B) Los residuos y efluentes deberán ser evacuados a lugares o plantas de
tratamiento, de manera que no se conviertan en un riesgo para la
salud de quienes trabajan en la empresa ni un factor de contaminación
ambiental. Los ventiladores, extractores u otros aparatos colocados a
efectos de la extracción de residuos por vía aérea y ventilación del
local de trabajo, deberán contar con filtros adecuados al tamaño de
la partícula, así como estar diseñados de tal forma que no
constituyan factor de contaminación ambiental con plomo, dentro o
fuera de la planta donde se trabaja.
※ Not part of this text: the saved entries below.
PR #77, opened 2021-10-28
Task 28 / Import and export for pipelines and ce

### LINKED ISSUE #28: Allow to import/export pipelines and compute-envs from json
On possible solution could be:

To export:

`towr pipelines view -i <pipeline_id> --export`

This will print the *json* to *stdout*

_NOTE: we can replicate the same option `--export` at `compute-envs`_ 

To import:

`towr pipelines create -n <pipeline_name> --json <path_to_export_json_file>`

grananda:
Closes #28


src/main/java/io/seqera/tower/cli/responses/ComputeEnvs/ComputeEnvExport.java
```diff
@@ -0,0 +1,35 @@
...
+    public String toString() {
+        String configOutput = "";
+
+        try {
+            configOutput = new JSON().getContext(CreateComputeEnvRequest.class).writerWithDefaultPrettyPrinter().writeValueAsString(request);
+        } catch (JsonProcessingException e) {
+            e.printStackTrace();
+        }
+
+        if (fileName != null) {
```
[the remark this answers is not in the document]
grananda: > Not sure if we need to allow to export into a file on this first iteration.

I believe the export to file is important because it allows you to execute and export and import command set in a non-sequential way by using the file name as a reference. I think it is a matter of how do we wish to use the E/I commands. Nevertheless, the export command does not require a `filename` to be defined.

> I'd add the option to accept `-` as a possible `fileName` value.

Don't quite understand this, sorry.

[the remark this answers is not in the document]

Dichos aparatos deberán estar
ubicados a la altura necesaria para evitar la exposición al plomo a
través de las vías respiratorias.
C) En ningún caso los residuos contaminantes de plomo ("la escoria")
podrán ser utilizados para relleno de terrenos, construcciones u
otros fines que pongan en riesgo la calidad ambiental o la salud.
El incumplimiento a las disposiciones del presente artículo será
sancionado de acuerdo a la normativa vigente en materia de protección
ambiental.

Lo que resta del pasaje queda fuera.